You'd have *several* baskets of hush puppies, as in hundreds of hush 
puppies.  The shrimp and gumbo went home in a doggy bag with 
several baskets of hush puppies.  That's why you (we) tipped the 
waitress so generously and why she drove a Mercedes 450.

Who are you trying to fool?

----------


## Prunepicker

> ... just learned that der dutchman was affiliated with adairs cafeterias... -M


I remember driving to Adair's to pick up Thanksgiving Dinner in 1969. 
There was ice on the streets.  I drove a 1960 Renault Dauphine.

----------


## Mel

Oh man, those Der Dutchman Hush Puppies were addictive. I could eat a plate of those right now!

----------


## Prunepicker

> Oh man, those Der Dutchman Hush Puppies were addictive. I could eat a 
> plate of those right now!


I don't remember where I found them but I had about 2lbs in the freezer 
some years ago.  They were the same as Der Dutchman/Zuider Zee served.  
I know they're available.  Here's something from Yelp.

----------


## Mel

Wish that joint was closer. That's some good looking chow.

----------


## Prunepicker

> Wish that joint was closer. That's some good looking chow.


I'm thinking that a super market had them as we speak and that I saw 
them recently.  Maybe it was at the commissary at Tinker.

----------


## Prunepicker

> I don't remember where I found them but I had about 2lbs in the freezer 
> some years ago.  They were the same as Der Dutchman/Zuider Zee served.  
> I know they're available.  Here's something from Yelp.


I just remembered!  They were at a restaurant in Bethany some years ago.
It was call Harbor something.  The hush puppies were identical to Der 
Dutchman/Zuider Zee.  They were long long cylinders.  Fantastic.

For some reason no restaurant has been able to last longer than two years 
in the location on 6400 NW 39th Expressway.  I believe it's a fantastic 
location.  It just doesn't work.  Don't know why.

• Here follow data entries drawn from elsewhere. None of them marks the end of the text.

PR #1448, opened 2026-09-07
feat(relayer): add metrics

swift1337:
Adds OpenTelemetry-based metrics to the IBC CLI relayer and attestor.

- [README](https://github.com/cosmos/ibc/blob/feat/metrics-101/cli/internal/otel/README.md) for metrics
- [README](https://github.com/cosmos/ibc/blob/feat/metrics-101/cli/scripts/otel/README.md) for sample infra setups

---

- [x] `observability.type: simple` exposes Prometheus metrics at `http://127.0.0.1:9090/metrics`.
- [x] `observability.type: otel` load OTPL config from a file/env variable
- [x] Includes a local Grafana LGTM stack for the `simple` endpoint.

| Category   | Metrics                                        |
| ---------- | ---------------------------------------------- |
| Go runtime | Memory, GC, goroutines, processor limits       |
| ConnectRPC | Request duration, size, messages, status       |
| Attestor   | Operation duration/results, latest height      |
| Signer     | Signing duration/results by signer and type    |
| Prover     | Operation duration/results, height, batch size |
| Dispatch   | Pending packets by route                       |
| Pipeline   | State transitions, batch results and sizes     |
| Processors | Completed relays, duration, retries            |
| Watcher    | Packet-send and acknowledgement events         |

**Notes**
- tx submissions and gas metrics will be added in follow-up RPs

Closes FOU-1214


cli/internal/otel/otel.go
```diff
@@ -0,0 +1,185 @@
...
+	if !cfg.Metrics {
+		logger.Info("Observability is disabled")
+		return
+	}
+
+	provider, err := New(ctx, cfg, logger)
+	if err != nil {
+		logger.Warn("Failed to setup observability. Skipping", "err", err)
+		return
+	}
```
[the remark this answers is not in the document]
swift1337: This is intentional when the port is already allocated. It's better to log a warning and disable the metrics rather than crash the startup.

cli/internal/relay/pipeline/metrics.go
```diff
@@ -0,0 +1,96 @@
...
+
+	return &instrumentation{
+		PacketsTotal: packetsTotal,
+		BatchesTotal: batchesTotal,
+		BatchSize:    batchSize,
+	}, nil
+}
+
+func (m *instrumentation) packetTransition(ctx context.Context, tr *processors.Transfer, state store.RelayStatus) {
+	m.PacketsTotal.Add(ctx, 1, otel.WithAttributes(
```
gjermundgaraba, line 48: on a normal recv, `BatchRecvPacket` and `RetryRecvPacket` both report `RelayStatusDeliverRecvPacket`, so `packets_total` counts one transition twice even without a retry. ack and timeout do the same.

```suggestion
	if tr.Status == state {
		return
	}

	m.PacketsTotal.Add(ctx, 1, otel.WithAttributes(
```

cli/internal/relay/processors/retry_recv_packet.go
```diff
@@ -47,6 +47,8 @@ func (p RetryRecvPacket) Process(ctx context.Context, tr *Transfer) (*Transfer,
 		return nil, errors.Wrapf(err, "clearing recv tx %s", *tr.RecvTxHash)
 	}
 
+	metrics.transactionRetry(ctx, tr, relayTypeSendToRecv)
```
gjermundgaraba: when a batch transaction fails or expires, each packet sharing its `RecvTxHash` increments `transaction_retries_total`, so the retry count scales with batch size. ack and timeout do the same.

cli/internal/relay/watcher/metrics.go
```diff
@@ -0,0 +1,50 @@
...
+		otel.AttrType.String(eventType),
+	))
+}
+
+func eventType(kind v2.EventKind) (string, bool) {
+	switch kind {
+	case v2.KindSendPacket:
+		return "send_packet", true
+	case v2.KindWriteAck:
+		return "write_ack", true
```
gjermundgaraba: `Watcher.subscribe` only calls `SubscribeSendPackets`, whose EVM implementation filters for send packets and emits only `KindSendPacket`, so this branch is unreachable and `watcher_events_total{type="write_ack"}` is never emitted even when acknowledgements are written.

cli/internal/otel/otel.go
```diff
@@ -0,0 +1,221 @@
...
+	case len(bytes.TrimSpace(bz)) == 0:
+		return nil, nil, fmt.Errorf("OTEL config file %q is empty", path)
+	}
+
+	otelConfig, err := otelconf.ParseYAML(bz)
+	if err != nil {
+		return nil, nil, fmt.Errorf("parse OTEL config file %q: %w", path, err)
+	}
+
+	sdk, err := otelconf.NewSDK(otelconf.WithOpenTelemetryConfiguration(*otelConfig))
```
gjermundgaraba, line 202: with `OTEL_CONFIG_FILE=''`, `ConfigFile()` accepts a valid `otelFile`, but `NewSDK` reads the environment again and tries to open an empty filename, disabling metrics.

cli/internal/config/config.go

I only hope that Boomerang Diner will last after it's move to NW 39th.
No place has lasted much longer than two years at that location, either.

I don't believe Flat Tire Burgers lasted a year.  Now Boomerang is in that 
location.  They never had much of a lunch crowd on N. College.  I never saw 
more than 3 tables filled at any time.  I don't know how they expect to have 
a larger crowd on 39th.

Papa Angelo's does an incredible biz.  Why you ask?  Because the The 
pizza is fantastic.  Absolutely fantastic.  Order the thin crust Pepperoni.  

Oy vey!

----------


## Martin

> It was call Harbor something.


you're thinking of harbor house. -M

----------